Fleur van de Kieft

Personal information
- Born: 22 October 1973 (age 52)

Medal record
Women's field hockey
Representing the Netherlands
Olympic Games
| Bronze medal – third place | 1996 Atlanta | Team competition |
| Bronze medal – third place | 2000 Sydney | Team competition |
World Cup
| Silver medal – second place | 1998 Utrecht | Team Competition |
Champions Trophy
| Gold medal – first place | 2000 Amstelveen | Team Competition |
| Silver medal – second place | 1999 Brisbane | Team Competition |
| Bronze medal – third place | 1997 Berlin | Team Competition |
| Bronze medal – third place | 2002 Macau | Team Competition |
European Championship
| Gold medal – first place | 1999 Cologne | Team Competition |

= Fleur van de Kieft =

Dutch field hockey player

Fleur Nicolette Andrea van de Kieft (born 22 October 1973 in Amsterdam) is a former field hockey striker from the Netherlands, who played 137 official international matches for Holland, in which she scored a total number of 44 goals.

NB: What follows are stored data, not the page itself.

PR #6246, opened 2023-12-21
Remove experimental badge from socket_vmnet option

jandubois:
vde_vmnet is already deprecated in upstream and doesn't include all the fixes that have been applied to socket_vmnet. It is also not supported by Lima for VZ emulation; so we silently pick socket_vmnet when admin mode is enabled together with VZ emulation. socket_vmnet is functionally identical, except it is missing the vde_switch mechanism, which we are not using anyways.

### DIFF
--- a/pkg/rancher-desktop/components/Preferences/VirtualMachineNetwork.vue
+++ b/pkg/rancher-desktop/components/Preferences/VirtualMachineNetwork.vue
@@ -33,7 +33,6 @@ export default Vue.extend({
     <rd-fieldset
       data-test="socketVmNet"
       :legend-text="t('virtualMachine.socketVmNet.legend')"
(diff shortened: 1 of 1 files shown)


mook-as (approved):
We should also file something to drop vde_vmnet completely.

jandubois:
> We should also file something to drop vde_vmnet completely.

The plan is to make socket_vmnet the default in 1.13, and drop vde_vmnet in 1.14. I will create Github issues for this.

jandubois:
> > We should also file something to drop vde_vmnet completely.
> 
> The plan is to make socket_vmnet the default in 1.13, and drop vde_vmnet in 1.14. I will create Github issues for this.

#6247 and #6248

PR #6254, opened 2024-01-02
Reinstate containerd image screenshots

### LINKED ISSUE #6165: Fix the screenshots tool to get mocked data for containerd containers

ericpromislow:
Fixes #6165


mook-as (approved):
Screenshot gets taken correctly.

PR #6258, opened 2024-01-03
Ignore unfetch 5.0.0 bumps from dependabot.

ericpromislow:
No associated issue. The underlying issue is at https://github.com/developit/unfetch/issues/ (many, starting in Dec. 2022) and the repo isn't sufficiently maintained


ericpromislow:
Yeah, that's an even better idea.

mook-as (approved):

PR #6260, opened 2024-01-03
Build: shut up warnings about browserslist being outdated

mook-as:
Also adjust it to be pinned to the versions we actually care about.


ericpromislow (approved):
Checks out fine

PR #6264, opened 2024-01-04
Build M1 version of rdctl and docker-credential-none

jandubois:
With this change, the only remaining program requiring Rosetta will be `kuberlr`, which is a more complicated issue:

Van de Kieft was a member of the Dutch Women's Team that won the bronze medal at the 2000 Summer Olympics, after defeating Spain (2–0) in the third place match. Four years earlier, when Atlanta, Georgia hosted the Games, she won her first Olympic bronze medal.

A player from Laren and Rotterdam Van de Kieft made her debut for the Dutch on 29 January 1996 in a friendly against the United States. Her last cap came on 1 September 2002, when Holland defeated Australia: 4–3.